Federally funded massive RAM computer speeds genome assembly
HOUSTON -- (September 22, 2010) -- A new massive RAM computing resource for genomic assembly with two nodes (or computers) that each have 1 terabyte of RAM (random access memory) will enable genomic scientists to assemble complicated genomes faster and with fewer errors, said scientists at the Baylor College of Medicine  Human Genome Sequencing Center.

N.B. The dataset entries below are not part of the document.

PR #454, opened 2022-10-25
improve S-expression parser robustness

haxscramper:
- Handle  newline  characters  in  the  input  expression  properly,  using `handleRefillChar`. This allows parsing  more crude auto-generated output produced  by the  `pretty`  option (previously  bidirectional serde  test failed).
- Make spacing between list elements  optional -- factor out space skipping into a separate function.
- Add tests  to ensure  buffer is  refilled properly  for larger  inputs -- previously 8192 characters or more ran  into the lexer buffer limit which caused parser to fail as well.

### DIFF
--- a/lib/experimental/sexp.nim
+++ b/lib/experimental/sexp.nim
@@ -51,8 +51,8 @@ type
     errEofExpected,        ## EOF expected
 
   SexpParser* = object of BaseLexer ## the parser object.
-    a: string
-    tok: TTokKind
+    str: string
+    tok: TTokKind ## Current token that lexer has processed
     kind: SexpEventKind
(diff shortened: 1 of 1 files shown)


saem:
Quick thing I noticed, the commit and PR body use `~`, which Renee as strike through, I don't think that's what you meant having taken a quick scan of the code.

haxscramper:
> Quick thing I noticed, the commit and PR body use `~`, which Renee as strike through, I don't think that's what you meant having taken a quick scan of the code.

A habit from https://orgmode.org/manual/Emphasis-and-Monospace.html I will fix it and merge of there are no other objections.

PR #457, opened 2022-11-03
Skip "failing known issue" in CI post-failing

haxscramper:
- Clean  up implementation  of the  backend reporting:  pass around  proper report object that we already have instead of taking it apart into half a dozen string  arguments that need  to be pieced  back into a  JSON object anyway.
- Add information about known issues to the testament JSON cache so they can be used in later PR for tracking known issues that no longer fail
- Skip failing issues  in the CI post-processing in order  to reduce visual clutter.

### DIFF
--- a/testament/backend.nim
+++ b/testament/backend.nim
@@ -6,7 +6,55 @@
 #    Look at license.txt for more info.
 #    All rights reserved.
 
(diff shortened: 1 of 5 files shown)


alaviss (approved):
lgtm

PR #463, opened 2022-11-12
remove explict mention of WASM runtime

haxscramper:
Rationale: while it is technically/factually correct we don't have *any* tests to back  up this claim. Not all GC runtimes work reliably with wasm (`refc` tends to break  completely on startup), it is not out-of-the-box experience in any way (it might be in the future, but right now it is not) and it is not documented anywhere.

Can be switched back on when we actually have this implemented properly


haxscramper:
Super trivial thing, but I think I should get yes/no confirmation, as it is a good example/data point when it comes to feature advertising in general (how decisions about readmes are made etc).

saem (approved):
We can always add it back later, just with tests and all that good stuff.

(less is more)

PR #464, opened 2022-11-13
compiler: remove support for hot-code-reloading

zerbina:
## Summary
HCR was only tested by a single test and made the code-generator logic more complex. The feature is removed in order to reduce the amount of code in `cgen` and to make future changes in the code-generator easier.

The plan is to re-implement support for hot-code-reloading at a point in the future.

## Details
- remove the HCR compiler support
- remove the HCR runtime
- remove the enabled test. The disabled `nimhcr_integration.nim` test is kept
- remove the `nonReloadable` and `executeOnReload` pragmas

---

If wanted, I can also remove the `nimchr_integration.nim` test. The idea behind keeping it was to already have some existing tests when re-implementing HCR support.

<!--
Pull Request(PR) Help

Before Merge Ensure:

Tips that make PRs easier:


lib/system.nim
```diff
@@ -529,10 +529,7 @@ proc `..`*[T](b: sink T): HSlice[int, T]
   ##   echo a[.. 2] # @[10, 20, 30]
   result = HSlice[int, T](a: 0, b: b)
 
-when defined(hotCodeReloading):
-  {.pragma: hcrInline, inline.}
-else:
-  {.pragma: hcrInline.}
+{.pragma: hcrInline.}
```
saem: Could we get rid of this too?

saem:
Nice!

Outside of CI failure I think it's good to go.

lib/system.nim
zerbina: Sure. I only kept it in order to reduce the size of the change-set.

saem: Makes sense, but more feels is more points. 😁🥳

lib/system/cgprocs.nim
```diff
@@ -13,8 +13,8 @@ type
   LibHandle = pointer       # private type
   ProcAddr = pointer        # library loading and loading of procs:
 
-proc nimLoadLibrary(path: string): LibHandle {.compilerproc, hcrInline, nonReloadable.}
-proc nimUnloadLibrary(lib: LibHandle) {.compilerproc, hcrInline, nonReloadable.}
-proc nimGetProcAddr(lib: LibHandle, name: cstring): ProcAddr {.compilerproc, hcrInline, nonReloadable.}
+proc nimLoadLibrary(path: string): LibHandle {.compilerproc, nonReloadable.}
```
saem: Personally, I would remove `nonreloadable`, as well.

I know it increases the size, but it more importantly highlights how invasive this whole feature was in the first place.

saem: this is non-blocking, I'm good to merge it.

zerbina: It can go too - the required changes are of an okay amount.

saem: Sweet!

zerbina:
The `.nonReloadable` pragma is now also removed. I missed removing the `executeOnReload` pragma earlier, but that's gone now too.

bors r+

saem:
Yaaaaaasssssssssss!

PR #461, opened 2022-11-08
Clean up `stdlib` test category

haxscramper:
- Create  additional  subdirectories  for   the  standard  library  testing
  category. Instead of a  giant mess with over a hundred  files in the same
  directory it  is now split into  several smaller pieces. Other  test that
  /should/ be in the stdlib category  have not been moved, TODO for another
  PR.
- Add  `"cache"`   command  that  was   missing  from  the   testament:  it
  was  *impossible* to  run  a single  category and  then  retry it  again,
  because `cacheResults()` was only called at the end of `all` (which takes
  a lot more time to run).
- Newly  introduced directories  in  the stdlib  category have  `readme.md`
  attached to them.

Future directions:

- there  are  several completely  useless  categories  along the  lines  of `tactiontable.nim` (I can't even fathom how someone thought it might be a good idea to place this into a separate category) and others that need to be moved to the `stdlib`.
- Provide documentation  on the  end-to-end process  of placing  tests into appropriate directories.
- Start   rearranging   internal   stdlib   tests   `tstdlib_various`   and
  `tstdlib_issues` are absolutely revulsing and should be organized.

Smaller version of https://github.com/nim-works/nimskull/pull/455

PR #465, opened 2022-11-13
test organization

haxscramper:
Follow-up for https://github.com/nim-works/nimskull/pull/461, mostly for imports and some docs

- Replace `import tables`  and `import sets` in tests  (replacement is done using `fd | sd`, so it is not exhaustive yet).
- Handle `testament  cat stdlib/os` properly --  there is no reason  to ban this as  (surprise!) test  directory might  have more  than one  level. I guess level of  orderliness of the core maintainers shows  in that pretty well.  After fifteen  years nobody  had ever  thought that  tests can  be placed into something other than 133+ entries on the same level.
- Add  small entry  for  using  `koch.py` for  test  running  tests in  the documentation.
- Add missing testament link from the documentation
- Comment out `nimpretty` link as it was removed earlier.

### DIFF
--- a/.github/contributing.rst
+++ b/.github/contributing.rst
@@ -84,6 +84,27 @@ forward:
 .. note:: Progress of the test suite improvements is tracked in the github
           `project <https://github.com/nim-works/nimskull/projects/2>`_.
 
+Running test suite locally
+--------------------------
+
+You can use `./koch.py` tool to execute tests:
+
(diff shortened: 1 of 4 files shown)


saem:
I think there is some special handling within `categories` inside `processCategory` proc at the very least, that and others need to become aware of categories now having subdirs. Otherwise it's on the right track.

A federal grant of $262,000 from stimulus funds available through the American Recovery and Reinvestment Act of 2009 was awarded to BCM by the National Center for Research Resources and will pay for the Massive RAM Genomic Analysis Cluster, said Dr. Jeffrey Reid, assistant professor in the BCM Human Genome Sequencing Center, who led the effort to obtain the computers. This new resource will take the sequencing center into the next generation of genome assembly computation, a necessary step to handle recent advances in DNA sequencing technology.
Next generation methods
"This funding enables a higher level of computing," said Reid. That advance is critical to "next generation" sequencing methods that now speed the work with genomes. These recently improvements to DNA sequencing technology generate inexpensive "short reads" -- DNA sequences of small pieces of the genome. Assembling these short reads into long sequences and sorting the correct reads from those that contain sequencing errors is significantly easier when there is a reference genome available. For example, the first complete human genome sequence is used as a reference for other human genome sequencing.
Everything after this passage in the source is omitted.